The SentinelOne security experts have registered a malware campaign which targeted at least one European energy company. The new campaign included a great number of tools hardly seen in ordinary malware samples.
The most intriguing detail related to the malware’s code was the fact that its developers spent a significant amount of time to make sure that their threat wouldn’t raise any flags on infected hosts. Usually, such level of attention is found in the malware used by nation states. The researchers from SentinelOne think that behind this malware is most likely a threat actor residing in Eastern Europe, who they called Furtim’s Parent.
Furtim is a trojan which was found in May, this year, by the security company enSilo. According to the security experts, the trojan featured a massive amount of anti-AV checks. Furtim stopped execution if it found one of 400 security products and intercepted DNS requests for over 250 domains associated with security companies and their products.
Identically to the original Furtim, Furtim’s Parent features these checks. The malware checks for the presence of reverse engineering tools, security products, and uses local DNS hijacking techniques to intercept HTTP requests to security-related domains.
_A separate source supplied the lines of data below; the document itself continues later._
PR #1799, opened 2026-02-18
Detect transform changes

### LINKED ISSUE #1231: Add option to disable "Detect Transform Changes" on CesiumGlobeAnchorComponent
In Cesium for Unity, there is an option on CesiumGlobeAnchor to disable "Detect Transform Changes". Disabling it is a pretty big performance win because it avoids the need to run a coroutine to poll for those transform changes.

In Unreal, detecting those changes is simply a matter of subscribing to `TransformUpdated` on the root component, which is much cheaper. Still, it's not free, so we should add a similar option to disable it in Cesium for Unreal.

timoore:
Following the example of Cesium for Unity, add a DetectTransformChanges property to CesiumGlobeAnchor. The default (true) is to track the motion of the owning actor; when false, the CesiumGlobeAnchor does not update.

Resolves #1231

### DIFF
--- a/Source/CesiumRuntime/Private/Tests/CesiumGlobeAnchor.spec.cpp
+++ b/Source/CesiumRuntime/Private/Tests/CesiumGlobeAnchor.spec.cpp
@@ -153,7 +153,7 @@ void FCesiumGlobeAnchorSpec::Define() {
     this->pActor->SetActorLocation(FVector(1000.0, 2000.0, 3000.0));
 
     this->pGlobeAnchor->Sync();
-    // Globe position doesn't update while unsubscribed
+    // Globe position has been updated even though GlobeAnchor is unsubscribed.
     TestNotEqual(
         "globe position when DetectTransformChanges is false before Sync()",
         this->pGlobeAnchor->GetLongitudeLatitudeHeight(),


Source/CesiumRuntime/Public/CesiumGlobeAnchorComponent.h
j9liu, line 1: Remember to update `CHANGES.md`!

Source/CesiumRuntime/Private/CesiumGlobeAnchorComponent.cpp
```diff
@@ -225,6 +248,9 @@ void UCesiumGlobeAnchorComponent::SnapToEastSouthUp() {
 void UCesiumGlobeAnchorComponent::Sync() {
   // If we don't have a actor -> ECEF matrix yet, we must update from the
   // actor's root transform.
+  if (!DetectTransformChanges) {
+    return;
+  }
```
j9liu: This prevents the first calibation that `CesiumGlobeAnchor` does updating when `ResolveGeoreference`, which is necessary for it to work in the first place. So we should remove this early return. _After_ `Sync()`, though, then no further changes should be picked up.

Cesium for Unity remarks on its own `Sync` function like so:

> If the game object's `Transform` has changed since the last time `OnEnable`, or if a position setter was called, this method updates all of this instance's position properties from the current transform. This works even if <see cref="detectTransformChanges"/> is disabled. It will also update the object's orientation if <see cref="adjustOrientationForGlobeWhenMoving"/> is enabled.

So we should have this work similarly -- have it work regardless of `DetectTransformChanges`, and mention so in the function's documentation.

Source/CesiumRuntime/Public/CesiumGlobeAnchorComponent.h
```diff
@@ -128,6 +128,19 @@ class CESIUMRUNTIME_API UCesiumGlobeAnchorComponent : public UActorComponent {
       Meta = (AllowPrivateAccess))
   FMatrix ActorToEarthCenteredEarthFixedMatrix;
 
+  /**
+   * Detect changes in the root component's transform, or not. This defaults to
+   * true, but may be useful to disable.
```
j9liu: Adapted from the Unity documentation:

```suggestion
   * Whether to automatically detect changes in the Actor's root transform and
   * update the precise globe coordinates accordingly.
   *
   * When this is property is false, the precise coordinates may become out of
   * sync with the Actor's root transform. However, you can still directly set
   * the precise coordinates, and its transform will update accordingly. You can
   * also call Sync after changing the Actor's transform  to manually update the
   * precise coordinates.
```

Source/CesiumRuntime/Private/Tests/CesiumGlobeAnchor.spec.cpp
```diff
@@ -121,6 +121,31 @@ void FCesiumGlobeAnchorSpec::Define() {
         beforeLLH);
   });
 
+  It("doesn't update anchor when DetectTransformChanges is false", [this]() {
```
j9liu, line 124: Can you also add a test for `Sync()` working even when `DetectTransformChanges` is false?

Source/CesiumRuntime/Public/CesiumGlobeAnchorComponent.h
```diff
@@ -128,6 +128,19 @@ class CESIUMRUNTIME_API UCesiumGlobeAnchorComponent : public UActorComponent {
...
+   */
+  UPROPERTY(
+      EditAnywhere,
+      BlueprintReadWrite,
+      BlueprintGetter = GetDetectTransformChanges,
+      BlueprintSetter = SetDetectTransformChanges,
+      Category = "Cesium",
+      Meta = (AllowPrivateAccess))
+  bool DetectTransformChanges = true;
```
j9liu: In order to match Cesium for Unity's UI + property ordering, could you move this to appear right after `AdjustOrientationForGlobeWhenMoving`?

Source/CesiumRuntime/Public/CesiumGlobeAnchorComponent.h
```diff
@@ -276,6 +289,27 @@ class CESIUMRUNTIME_API UCesiumGlobeAnchorComponent : public UActorComponent {
   UFUNCTION(BlueprintSetter, Category = "Cesium")
   void SetAdjustOrientationForGlobeWhenMoving(bool Value);
 
+  /**
+   * Gets a flag indicating whether to update the globe anchor when the owner's
+   * postition and transform change.
```
j9liu:
```suggestion
   * Gets a flag indicating whether to update the globe anchor when the Actor's
   * transform changes.
```

Source/CesiumRuntime/Public/CesiumGlobeAnchorComponent.h
```diff
@@ -276,6 +289,27 @@ class CESIUMRUNTIME_API UCesiumGlobeAnchorComponent : public UActorComponent {
...
+   *
+   * This property should usually be enabled, but it may be useful to disable it
+   * for performance reasons.
+   */
+  UFUNCTION(BlueprintGetter, Category = "Cesium")
+  bool GetDetectTransformChanges() const;
+
+  /**
+   * Sets a flag indicating whether to update the globe anchor when the owner's
+   * postition and transform change.
```
j9liu:
```suggestion
   * Sets a flag indicating whether to update the globe anchor when the Actor's
   * transform changes.
```

j9liu (changes requested):
Thanks @timoore ! This seems to be working well, just a matter of documentation + some behavior consistency with Unity.

CHANGES.md
```diff
@@ -8,9 +8,10 @@
 
 ##### Additions :tada:
 
+- Added support for loading tilesets with the `KHR_gaussian_splatting` extension.
 - Added support for styling with tileset statistics on `UCesiumFeaturesMetadataComponent`.
 - Added `UCesiumPropertyArrayBlueprintLibrary::ToString` to print the contents of a `FCesiumPropertyArray` as a string.
-- Added support for loading tilesets with the `KHR_gaussian_splatting` extension.
+- Added a DetectTransformChanges property on CesiumGlobeAnchor, which can be used to disable updating the globe anchor.
```
j9liu: Rewording for consistency with other changelog entries:

```suggestion
- Added `DetectTransformChanges` to `UCesiumGlobeAnchorComponent` to toggle whether the globe anchor should update itself after changes in its Actor's transform.
```

Source/CesiumRuntime/Public/CesiumGlobeAnchorComponent.h
```diff
@@ -276,6 +295,27 @@ class CESIUMRUNTIME_API UCesiumGlobeAnchorComponent : public UActorComponent {
   UFUNCTION(BlueprintSetter, Category = "Cesium")
   void SetAdjustOrientationForGlobeWhenMoving(bool Value);
 
+  /**
+   * Gets a flag indicating whether to update the globe anchor when the Actors's
```
j9liu:
```suggestion
   * Gets a flag indicating whether to update the globe anchor when the Actor's
```

Source/CesiumRuntime/Public/CesiumGlobeAnchorComponent.h
```diff
@@ -276,6 +295,27 @@ class CESIUMRUNTIME_API UCesiumGlobeAnchorComponent : public UActorComponent {
...
+   * transform changes.
+   *
+   * This property should usually be enabled, but it may be useful to disable it
+   * for performance reasons.
+   */
+  UFUNCTION(BlueprintGetter, Category = "Cesium")
+  bool GetDetectTransformChanges() const;
+
+  /**
+   * Sets a flag indicating whether to update the globe anchor when the Actors's
```
j9liu:
```suggestion
   * Sets a flag indicating whether to update the globe anchor when the Actor's
```

Source/CesiumRuntime/Private/Tests/CesiumGlobeAnchor.spec.cpp
```diff
@@ -121,6 +121,46 @@ void FCesiumGlobeAnchorSpec::Define() {
...
+    this->pActor->SetActorLocation(FVector(1000.0, 2000.0, 3000.0));
+
+    this->pGlobeAnchor->Sync();
+    // Globe position doesn't update while unsubscribed
+    TestNotEqual(
+        "globe position when DetectTransformChanges is false before Sync()",
+        this->pGlobeAnchor->GetLongitudeLatitudeHeight(),
+        beforeLLH);
+    this->pGlobeAnchor->SetDetectTransformChanges(true);
+  });
```
j9liu, line 162: Are there missing lines here? Seems like this should be the intended test:

```suggestion
    FVector beforeLLH = this->pGlobeAnchor->GetLongitudeLatitudeHeight();

    this->pGlobeAnchor->SetDetectTransformChanges(false);
    this->pActor->SetActorLocation(FVector(1000.0, 2000.0, 3000.0));

    // Globe position doesn't update while unsubscribed
    TestEqual(
        "globe position when DetectTransformChanges is false before Sync()",
        this->pGlobeAnchor->GetLongitudeLatitudeHeight(),
        beforeLLH);
        
    this->pGlobeAnchor->Sync();
    
    // Globe position is explicitly updated by Sync
    TestNotEqual(
        "globe position when DetectTransformChanges is false after Sync()",
        this->pGlobeAnchor->GetLongitudeLatitudeHeight(),
        beforeLLH);
  });
```

Source/CesiumRuntime/Public/CesiumGlobeAnchorComponent.h
```diff
@@ -91,6 +91,25 @@ class CESIUMRUNTIME_API UCesiumGlobeAnchorComponent : public UActorComponent {
...
+   * precise coordinates.
+   */
+  UPROPERTY(
+      EditAnywhere,
+      BlueprintReadWrite,
+      BlueprintGetter = GetDetectTransformChanges,
+      BlueprintSetter = SetDetectTransformChanges,
+      Category = "Cesium",
+      Meta = (AllowPrivateAccess))
+  bool DetectTransformChanges = true;
```
j9liu, line 111: I just realized that the reason this appears out-of-order on the Details panel is because we have our own customization 😱 

So in `CesiumGlobeAnchorCustomization.cpp`, could you look for:
```
 CesiumCategory.AddProperty(GET_MEMBER_NAME_CHECKED(
      UCesiumGlobeAnchorComponent,
      AdjustOrientationForGlobeWhenMoving));
```
And add the same thing but for `DetectTransformChanges`? Sorry I missed that!

j9liu (commented):
Thanks @timoore ! This is looking good, just a few minor comments. (I missed something earlier, sorry about that!) I think this can get merged soon after.

Source/CesiumRuntime/Public/CesiumGlobeAnchorComponent.h
timoore: That grammatical mistake is pervasive in CesiumGlobeAnchorComponent's comments. I probably cut-and-pasted it 🙄

Source/CesiumRuntime/Private/Tests/CesiumGlobeAnchor.spec.cpp
timoore: The test was intended to test whether or not Sync() causes an update when `DetectTransformChanges` is false. I think the previous case tests that update doesn't happen while unsubscribed?

j9liu: The comment (`Globe position doesn't update while unsubscribed`) doesn't match what the `TestNotEqual` is testing, hence the confusion. If it was a copy paste error, then the original test is fine but I would change the comment to be more informative.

Nevertheless, the above-mentioned checks are present in many other malware families. The thing that was really strange in this case, was the presence of checks for biometric authentication products, such as fingerprint readers or iris scanners. If any of these products were found, Furtim’s Parent would stop execution. ZKTeco is among the particular biometrics vendors currently targeted by the malware.
Furtim’s Parent is rather different from its day-to-day brothers due to the fact that it doesn’t operate on the same level as the others. The experts from SentinelOne claim that Furtim’s Parent works as an NTFS Alternative Data Stream (ADS) and it won’t be visible to normal file browsers. Besides, by using low-level Windows APIs usually utilized by drivers, Furtim’s Parent manages to evade detection by software products which employ behavioral detection routines.
Also, in order to function, the malware employs a UAC bypass and two local privilege escalation exploits (CVE-2014- 4113 and CVE-2015-1701) to gain admin privileges. After that, Furtim’s Parent elevates the current user to the admin group and moves on with its regular behavior.
According to SentinelOne, Furtim’s Parent is a malware dropper – a category of malware which is usually employed to download more potent threats. Despite the fact that the particular sample was found in the network of an energy company, the Furtim’s features allow it to be effective in other environments as well.
According to the SentinelOne’s analysis, Furtim’s Parent does not come from a regular cyber-crime syndicates, but from a nation-state sponsored group which has enough time and resources to develop the tool for specific environments and puts a huge amount of effort to remain undetected.